** Given information **
PR #400, opened 2019-10-21
Add the ability to create non-participating nodes via 'netgoal' command.

tsachiherman:
## Summary

Add the ability to create non-participating nodes via 'netgoal' command.
Adds the -H option to allow specify the number of non-participating nodes that would get created.

## Test Plan

I deployed a network with these changes, and it looks good.

### DIFF
--- a/cmd/netgoal/generate.go
+++ b/cmd/netgoal/generate.go
@@ -37,8 +37,10 @@ var templateToGenerate string
 var relaysToGenerate int
 var nodesToGenerate int
 var nodeHostsToGenerate int
+var nonPartnodesHostsToGenerate int
 var walletsToGenerate int
 var nodeTemplatePath string
+var nonParticipatingNodeTemplatePath string
 var relayTemplatePath string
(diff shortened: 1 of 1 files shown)


cmd/netgoal/generate.go
```diff
@@ -125,13 +143,13 @@ template modes for -t:`,
 				reportErrorf("must specify number of relays with -R")
 			}
 
-			err = generateNetworkTemplate(outputFilename, walletsToGenerate, relaysToGenerate, nodeHostsToGenerate, nodesToGenerate, baseNode, baseRelay)
+			err = generateNetworkTemplate(outputFilename, walletsToGenerate, relaysToGenerate, nodeHostsToGenerate, nodesToGenerate, nonPartnodesHostsToGenerate, baseNode, baseNonParticipatingNode, baseRelay)
```
algobolson: at some point this growing parameter list might look better as a parameter object. maybe next time.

** Exercise aim **
Look above for the line that contains "var nodesToGenerate int". That line and every line after it through the end of the data must be written out exactly, with nothing else.

** Answer **
 var nodesToGenerate int
 var nodeHostsToGenerate int
+var nonPartnodesHostsToGenerate int
 var walletsToGenerate int
 var nodeTemplatePath string
+var nonParticipatingNodeTemplatePath string
 var relayTemplatePath string
(diff shortened: 1 of 1 files shown)


cmd/netgoal/generate.go
```diff
@@ -125,13 +143,13 @@ template modes for -t:`,
 				reportErrorf("must specify number of relays with -R")
 			}
 
-			err = generateNetworkTemplate(outputFilename, walletsToGenerate, relaysToGenerate, nodeHostsToGenerate, nodesToGenerate, baseNode, baseRelay)
+			err = generateNetworkTemplate(outputFilename, walletsToGenerate, relaysToGenerate, nodeHostsToGenerate, nodesToGenerate, nonPartnodesHostsToGenerate, baseNode, baseNonParticipatingNode, baseRelay)
```
algobolson: at some point this growing parameter list might look better as a parameter object. maybe next time.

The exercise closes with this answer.